Boris Mikhailov is a somewhat accidental artist. He worked as an engineer in the Soviet Ukraine, dabbling in photography on the side when he was ratted out for taking nude photos of his wife. He was subsequently thrown out of work for spreading pornography – a common practice to remove “undesirable elements,” especially those of Jewish descent. Consigned to the dregs of society, which included the bohemia of the artists unapproved by the state, Mikhailov began to take photos in earnest. Photos that reflected the deep aesthetic and spiritual ugliness of the homeland that betrayed him.
Because Soviet Union was the land of ugliness. To be sure, we still had literature, ballet, and music, but they were becoming a mirage in the world that was dispiritingly ugly. Mikhailov’s photos were unflinching in their honesty. In a way they represent the finality of art, reflection of the world so disfigured that any ability to aestheticize it looks fake. That’s what sets Mikhailov apart from artists whose photos of human misery negate themselves through stylization.
We tried so desperately to bring some beauty, however elemental, to this world – women would do anything for a pair of stockings – but these pathetic attempts only exacerbated the pervasive ugliness. Mikhailov knew this all too well. In his new book, Diary (Walther Konig, $125), any attempts to aestheticize his photos are purposefully crude, rendering them a caricature of an already grotesque world.
The photos themselves are the documents of Soviet life, life all the more dispiriting because of pervasive, stifling boredom. As the title suggests, they are a diary of sorts, scraps and bits of Mikhailov’s work that comprise a narrative we have already seen elsewhere. There are the photos of the dull Soviet streets, their black and white is really just gray, like Soviet Union itself.
There is also a large amount of nude photos, just like in the rest of Mikhailov’s oeuvre. Nudity was the last refuge in the Soviet Union. The beauty of the female body was natural, something that, for a while, could not have been perverted by homo soveticus. The minute you clothed it in whatever drabness you had access to, it became ugly. As time went on, the Soviet life made the female body ugly through bad diet, incessant drinking, hard work, child birth, and abuse. This being the unflinching Mikhailov, you get plenty of those types of bodies, too – fat, flabby, lewd.

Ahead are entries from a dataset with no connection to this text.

PR #132, opened 2016-05-13
Remove Lion support code and stop setting CFLAGS

### LINKED ISSUE #131: Version compiled with kerl is more than 50% slower due to CFLAGS
I have noticed that the Erlang compiled via kerl is more than 50% slower than the one compiled manually or installed via homebrew. After some debugging, I found the root cause to be setting CFLAGS:

https://github.com/kerl/kerl/blob/master/kerl#L436-L446

Unless I am misunderstanding the snippet above, it will compile all Erlang versions above R14 with CFLAGS=-O0, which drastically affects the VM performance. I personally don't understand why CFLAGS is being set, specially given the latest Erlang versions work great with GCC LLVM.

josevalim:
If for some reason they are running on Lion, developers can set
CFLAGS on their ~/.kerlrc. Otherwise it is not worth setting
CFLAGS and affect the performance of those running on more
recent OS X versions.

Closes #131

### DIFF
--- a/kerl
+++ b/kerl
@@ -212,19 +212,6 @@ check_releases()
     fi
 }
 
-KERL_NO_LION_SUPPORT="R10B-0 R10B-2 R10B-3 R10B-4 R10B-5 R10B-6 R10B-7
-R10B-8 R10B-9 R11B-0 R11B-1 R11B-2 R11B-3 R11B-4 R11B-5 R12B-0 R12B-1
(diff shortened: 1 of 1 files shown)


mrallen1:
LGTM 👍 

What do you think @sanmiguel

sanmiguel:
Ohai @josevalim !

LGTM :+1:

josevalim:
@sanmiguel hi! that's a well disguised username. :D

Thanks for merging @mrallen1!

mrallen1:
Thanks for the patch! 🍬

PR #133, opened 2016-05-16
Github tags before OTP 17 use underscore

mrallen1:
If the build backend is `git` and you choose a tag that's greater than or equal to 17, then the download tarball is `OTP-XX` otherwise it's `OTP_YY`

Also fixes a problem in the regex of `get_otp_version()` where releases like `R15B03-1` weren't properly handled.

### DIFF
--- a/kerl
+++ b/kerl
@@ -367,7 +367,7 @@ do_git_build()
 
 get_otp_version()
 {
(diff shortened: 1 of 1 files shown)


sanmiguel:
LGTM!

sanmiguel:
👍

Lewdness is a leitmotif in Mikhailov’s work. It is a cousin of ugliness, ugliness produced by action, more spontaneous and immediate than the deliberate and systematic destruction of beauty by the Communists. In the Diary, you will see a fat, naked woman pissing more than once.
Than there is also sex, something Kruschev has famously claimed was done away with in the Soviet Union (bad translation – he meant pornography, which in the perverted parlance of the country meant Mikhailov, too). Sex was the last refuge of the homo soveticus, a private act in a pervasively public society where you were constantly watched, gossiped about, and told on. Mikhailov does not go quite so far as to depict sexual acts in the Diary, but he gives enough hints.
The lewdness of Mikhailov’s photos culminates in those of defecation and shit. This is the final stop, one cannot go further. You lived in the world of shit, and that’s what you got in the form of art – here, literally.